While in his self-contained room, his solitary mind often ran to his family to whom he was the breadwinner. He was lonely. Some of his friends feared to even visit or reach out to him since they didn’t want to be seen as if they were sympathising with him.

His family protested holding him without bail and the refusal of the security personnel to. During that time, his daughter told this newspaper that the entire family was in limbo since the breadwinner was being held without access to lawyers and anyone. Some of his five children (three girls and two boys) were even unable to pay their school fees.

Seeing no future in the country and scared that they would be harmed by, some of his grown up children sought refuge outside Uganda.

“When I got a challenge, my children got scared and they left the country. They now live abroad. One (daughter) has a Masters degree in Law and another is completing her PhD in Molecular Science soon,” Col Ndahura reveals.

Released

After a lot of struggles, Col Ndahura was released on bail by the General Court Martial, but he was confined in Kampala City and Wakiso District. He remained in that state for more than six years. Despite the confinement, he had to look for school fees for his two sons which meant he had to get loans from the army financial institution. The two boys are now at university.

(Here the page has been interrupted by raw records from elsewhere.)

PR #902, opened 2026-07-25
feat: align Q10 map colors with V1

tubededentifrice:
## Summary

First rendering slice extracted from #900. The Q10 base raster now follows the V1 map palette, including transparent out-of-map pixels, while both map formats share the same deterministic adjacent-room color policy.

## Changes

- render floor, wall, room, and outside pixels with the V1 palette
- make pixels outside the map transparent
- assign room colors deterministically while avoiding the same color for adjacent rooms where possible
- reset V1 palette state per render so repeated and concurrent renders stay independent
- keep this slice limited to map parsing/rasterization; it has no trait or transport changes

## Before / after

The same synthetic occupancy grid is rendered on `main` and on this branch.
The checkerboard in the after image denotes transparency.

| Before | After |
| --- | --- |
| Before: Q10-specific colors and opaque outside pixels | After: V1 colors and transparent outside pixels |

## Validation

- `pytest -q` — 882 passed, 86 snapshots passed
- `pre-commit run --files ...` — all hooks passed

## Stack

1. **This PR:** base raster and room palette
2. #903: V1 overlay renderer
3. #904: docked-state composition

The transport correction is independent in #901. #900 remains the aggregate real-device/Home Assistant before-and-after reference.

### DIFF
--- a/roborock/map/map_parser.py
+++ b/roborock/map/map_parser.py
@@ -128,8 +128,10 @@ class _AdjacencyAwareRoborockImageParser(RoborockImageParser):
     ):
         """Assign non-conflicting room colors before the V1 image pass."""
         with self._palette_lock:
-            self._room_palette.cached_room_colors.clear()
-            self._room_palette.cached_room_colors.update(self._base_room_colors)
+            # cached_room_colors is a read-only property, so reset its dict in place.
+            cached_room_colors = self._room_palette.cached_room_colors
+            cached_room_colors.clear()
+            cached_room_colors.update(self._base_room_colors)
 
             if self._recolor_rooms:
 
@@ -140,8 +142,9 @@ class _AdjacencyAwareRoborockImageParser(RoborockImageParser):
 
                 room_colors = adjacency_aware_room_colors(raw_data, width, self._room_palette, room_id)
                 for number, color in room_colors.items():
-                    self._room_palette.cached_room_colors[number] = color
-                    self._room_palette.cached_room_colors[str(number)] = color
+                    # ColorsPalette caches both forms for get_room_color(str | int).
+                    cached_room_colors[number] = color
+                    cached_room_colors[str(number)] = color
             return super().parse(raw_data, width, height, carpet_map, removed_map)
 
 
--- a/roborock/map/map_parser.py
+++ b/roborock/map/map_parser.py
@@ -2,6 +2,7 @@
 
 import io
 import logging
+import threading
 from dataclasses import dataclass, field
 
 from vacuum_map_parser_base.config.color import ColorsPalette, SupportedColor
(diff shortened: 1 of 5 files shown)


roborock/map/map_parser.py
```diff
@@ -98,6 +102,49 @@ def parse(self, map_bytes: bytes) -> ParsedMapData | None:
...
+
+                def room_id(value: int) -> int | None:
+                    if value in (self.MAP_OUTSIDE, self.MAP_WALL, self.MAP_INSIDE, self.MAP_SCAN):
+                        return None
+                    return self._get_room_number(value) if value & 0x07 == 0x07 else None
+
+                room_colors = adjacency_aware_room_colors(raw_data, width, self._room_palette, room_id)
+                for number, color in room_colors.items():
+                    self._room_palette.cached_room_colors[number] = color
+                    self._room_palette.cached_room_colors[str(number)] = color
```
allenporter: I dont see any code that uses strings for this. Can you explain what's going on here?

otherwise i think tis can be:

```
self._room_palette.cached_room_colors.update(room_colors)
```

roborock/map/map_parser.py
```diff
@@ -98,6 +102,49 @@ def parse(self, map_bytes: bytes) -> ParsedMapData | None:
...
+        raw_data: bytes,
+        width: int,
+        height: int,
+        carpet_map: set[int] | None,
+        removed_map: set[int] | None = None,
+    ):
+        """Assign non-conflicting room colors before the V1 image pass."""
+        with self._palette_lock:
+            self._room_palette.cached_room_colors.clear()
+            self._room_palette.cached_room_colors.update(self._base_room_colors)
```
allenporter: Does this work as a one-liner?

```suggestion
            self._room_palette.cached_room_colors = {**self._base_room_colors}
```

allenporter (changes requested):
Looks good to me, just some small nits

roborock/map/map_parser.py
tubededentifrice: ColorsPalette.get_room_color accepts str | int and intentionally caches both key forms. Since the cache is pre-populated, updating only the integer entries would leave the corresponding string entries at their original colors, so get_room_color("12") could disagree with get_room_color(12) after recoloring. I kept both assignments, made the cache contract explicit in a comment, and added a regression assertion for the two key forms in e44a7ae.

roborock/map/map_parser.py
tubededentifrice: That one-liner does not work because cached_room_colors is a getter-only property; assigning to it raises AttributeError. The clear/update pair intentionally resets the existing dictionary in place. I introduced a local variable and added a comment in e44a7ae to make that constraint clearer.

allenporter: Ah ok. So we're mutating a property meant to be readonly. This seems to me like it is abusing this API, and not really whats intended by returning a readonly property.

I want to get this improvement in, but I don't think this is sustainable. We can discuss further in discord how we want to fix this.

allenporter (approved):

Amid the financial challenges, Dr Besigye and his sister, Dr Olive Kobusingye’s lawyers demanded that he should pay the fine that court awarded to the siblings after he lost a defamation case  against them. Col Ndahura had sued the duo over Dr Kobusingye’s book  titled The Correct Line?, in which she contends that Col Ndahura, then a Captain, had masterminded the violence during the 2001 General Election in Rukungiri District in which people were killed. Col Ndahura sued Dr Besigye and Dr Kobusingye for defamation, but lost the case. Col Ndahura risked falling into the abyss before President Museveni came to his rescue.

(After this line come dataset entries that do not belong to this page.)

PR #904, opened 2026-07-25
fix: show docked Q10 robot on map

tubededentifrice:
## Summary

The Q10 map trait now uses map-specific DPS data when it renders a map. The map shows the robot at the dock when the robot has no visible live trace.

## Changes

- keep dock status and map overlays in one private map DPS model
- use named dock-state values for charging and bin emptying
- keep all received trace packets unchanged
- omit the trace from the rendered image when the robot is at the dock
- render the robot at the saved dock position
- report a DPS update only when a model value changes
- keep `Q10PropertiesApi` independent of map rendering details

## Before and after

These images are from the Home Assistant map card in #900.

| Before | After |
| --- | --- |
| Before: Q10 map without the docked robot state | After: docked Q10 robot rendered at the saved dock position |

## Validation

- `pytest -q` — 895 passed, 86 snapshots passed
- `pre-commit run --files ...` — all hooks passed

## Review scope

#902 and #903 are merged. This PR is based directly on `main` and contains one dock-state commit. The transport correction is in #901. PR #900 is the full before-and-after reference.

### DIFF
--- a/roborock/devices/traits/b01/q10/map.py
+++ b/roborock/devices/traits/b01/q10/map.py
@@ -4,12 +4,12 @@ Map-related state arrives on three independent streams:
 
 * map packets are decoded from map-protocol responses;
 * trace packets are decoded from trace-protocol responses;
-* restricted zones and virtual walls arrive as ordinary DPS values.
+* restricted zones, virtual walls and dock state arrive as ordinary DPS values.
 
-``MapDpsTrait`` owns the low-level DPS read model. ``MapContentTrait`` depends
-on it and combines that state with the latest map/trace packets through the pure
-functions in :mod:`roborock.map.b01_q10_render`. The high-level trait keeps only
-the latest value from each source and one replace-whole rendered image;
+``MapDpsTrait`` owns the low-level map-specific DPS read model.
+``MapContentTrait`` combines that state with the latest map/trace packets
+through the pure functions in :mod:`roborock.map.b01_q10_render`. The high-level
+trait keeps only the latest value from each source and one replace-whole image;
 calibration, path placement and overlay placement remain inside the renderer.
 """
 
@@ -18,7 +18,7 @@ from dataclasses import dataclass, field
 from typing import Any
 
 from roborock.data import RoborockBase
-from roborock.data.b01_q10.b01_q10_code_mappings import B01_Q10_DP
+from roborock.data.b01_q10.b01_q10_code_mappings import B01_Q10_DP, YXDeviceState
 from roborock.devices.traits.common import DpsDataConverter, TraitUpdateListener
 from roborock.exceptions import RoborockException
 from roborock.map.b01_q10_map_parser import (
@@ -34,12 +34,14 @@ from roborock.map.b01_q10_render import Q10MapOverlays, render_q10_map
 from .common import UpdatableTrait
 
 _LOGGER = logging.getLogger(__name__)
+_DOCKED_STATES = {YXDeviceState.CHARGING, YXDeviceState.EMPTYING_THE_BIN}
 
 
 @dataclass
 class MapDps(RoborockBase):
     """Low-level map values delivered in the Q10 DPS stream."""
 
+    status: YXDeviceState | None = field(default=None, metadata={"dps": B01_Q10_DP.STATUS})
     restricted_zone_up: str | None = field(default=None, metadata={"dps": B01_Q10_DP.RESTRICTED_ZONE_UP})
     virtual_wall_up: str | None = field(default=None, metadata={"dps": B01_Q10_DP.VIRTUAL_WALL_UP})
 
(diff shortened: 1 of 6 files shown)


roborock/devices/traits/b01/q10/map.py
```diff
@@ -124,17 +134,52 @@ def update_from_map_packet(self, packet: Q10MapPacket) -> None:
...
+        # A late packet from the completed clean cannot move a robot that the
+        # status stream already confirmed is docked.
+        self._trace_packet = None if self._robot_at_dock else packet
         self._render()
         self._notify_update()
 
-    def _map_dps_updated(self) -> None:
-        """Render after the low-level DPS source changes."""
-        if self._map_packet is None:
+    def _begin_source_update(self) -> None:
```
allenporter: I don't really love this interaction between the main properties api and this trait. At a high level what are we trying to accomplish here? Naively it seems like the AI is worried about a theoretical race or something but i can't tell. But basically, i don't think this is the solution we want to use.

allenporter (changes requested):

roborock/devices/traits/b01/q10/map.py
tubededentifrice: was trying to avoid two renders when one DPS payload updates both dock status and map overlays, changed

allenporter: So: Do we always want to wait for both to change? Do both arrive in a single message? Schedule a timer to perform the update after a "quiet period"?

roborock/devices/traits/b01/q10/map.py
```diff
@@ -86,6 +102,7 @@ def __init__(
         TraitUpdateListener.__init__(self, logger=_LOGGER)
         self._config = map_parser_config or B01Q10MapParserConfig()
         self._map_dps = map_dps
+        self._robot_at_dock = self._map_dps.robot_at_dock
```
allenporter: I don't think we want to copy this since it will certainly be stale, so i think we need to always refer to the trait if we want to check it.

tests/devices/traits/b01/q10/test_map.py
```diff
@@ -304,11 +304,110 @@ def test_map_dps_update_without_map_does_not_notify_map_content() -> None:
...
     notified = []
     trait.add_update_listener(lambda: notified.append(True))
 
     map_dps.update_from_dps({B01_Q10_DP.BATTERY: 50})
 
     assert map_dps.overlays == Q10MapOverlays()
     assert not notified
+
+
+# --- Dock state --------------------------------------------------------------
```
allenporter: Not sure this is needed

tests/devices/traits/b01/q10/test_map.py
```diff
@@ -304,11 +304,110 @@ def test_map_dps_update_without_map_does_not_notify_map_content() -> None:
...
+
+
+def test_combined_status_and_overlay_update_renders_once() -> None:
+    """One map DPS update publishes the complete new rendering state."""
+    map_dps = MapDpsTrait()
+    trait = _map_trait(map_dps)
+    notified: list[None] = []
+    trait.add_update_listener(lambda: notified.append(None))
+
+    with patch(
```
allenporter: Seems like this can be an always available fixture

tests/devices/traits/b01/q10/test_map.py
```diff
@@ -304,11 +304,110 @@ def test_map_dps_update_without_map_does_not_notify_map_content() -> None:
...
+
+# --- Dock state --------------------------------------------------------------
+
+
+def test_charging_status_renders_robot_at_dock() -> None:
+    """Charging status adds the idle robot marker without inventing a path."""
+    map_dps = MapDpsTrait()
+    trait = _map_trait(map_dps)
+    packet = parse_map_packet(FIXTURE.read_bytes())
+    notified: list[None] = []
```
allenporter: Use an `asyncio.Event`?

roborock/devices/traits/b01/q10/map.py
```diff
@@ -124,13 +141,19 @@ def update_from_map_packet(self, packet: Q10MapPacket) -> None:
 
     def update_from_trace_packet(self, packet: Q10TracePacket) -> None:
         """Store a trace-protocol update and render the latest sources."""
-        self._trace_packet = packet
+        # A late packet from the completed clean cannot move a robot that the
```
allenporter: The intent of this code is to adjust what is rendered. So instead of mutating the state to clear trace packets and worrying about out of order stuff, we can just change what we pass into the render function. That is, the trace packet received is still completely valid, so we shouldn't clear it just because we want to change how its rendered on the map.  (What we render can be different than the raw data values).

“At the beginning of last year, he (President) sent me some money, a demonstration of his magnanimity. What I understand is that President Museveni is one thing and the State is another,” Col Ndahura says.

President Museveni also assigned his personal lawyer to defend Col Ndahura in the General Court Martial.

“As far as I am concerned, the President’s personal lawyer is still my lawyer,” he says.

A year after the financial rescue, the military prosecutors dropped the charges against Col Ndahura and his colleagues. The General Court Martial set him and his colleagues free in March. Soon after that close shave, Col Ndahura retired from the army.

“I am grateful to the Commander-in-Chief, who granted me retirement as by the list submitted to him, which is a gesture by law that there is no, even a suspicion, possibility of criminal proceedings against me. I am 100 percent free,” he said.

Retirement

According to military law, Col Ndahura says, if there is any sign of possible criminal proceedings, you can’t be retired. Col Ndahura says he still finds trouble healing mentally from the court and prison challenges.

“It takes time to recover,” he says, adding: “The trauma you suffer is untold. When you are in public, you always feel downcast.”

He missed out on parity or promotion for six years while being subject to prosecution. He retired on April 22.

Despite challenges that affected his latter years of service, Col Ndahura is a happy man. He points to retiring honourably and without bodily injuries sustained during several wars.

“My preoccupation is to catch up with the parenting role,” he reveals.

He adds: “My children were born in a chaotic environment. They have largely grown up without us. We haven’t been at home. They don’t know the culture and people yet they (traditional values) are very important to them. When you aren’t there, you may end up living without knowing their culture.”

He proceeds to state thus: “You will end up without knowing how to greet in your mother tongue. They don’t know empako [pet names] and will lose if they stood in an election, because you didn’t teach them key phrases in their mother tongue. From the service, it is an opportunity to return home so that my children can always find me there.”

Although he is now a free man, Col Ndahura insists it still pains him that he was arrested and humiliated despite the sacrifice he put in throughout his most productive years.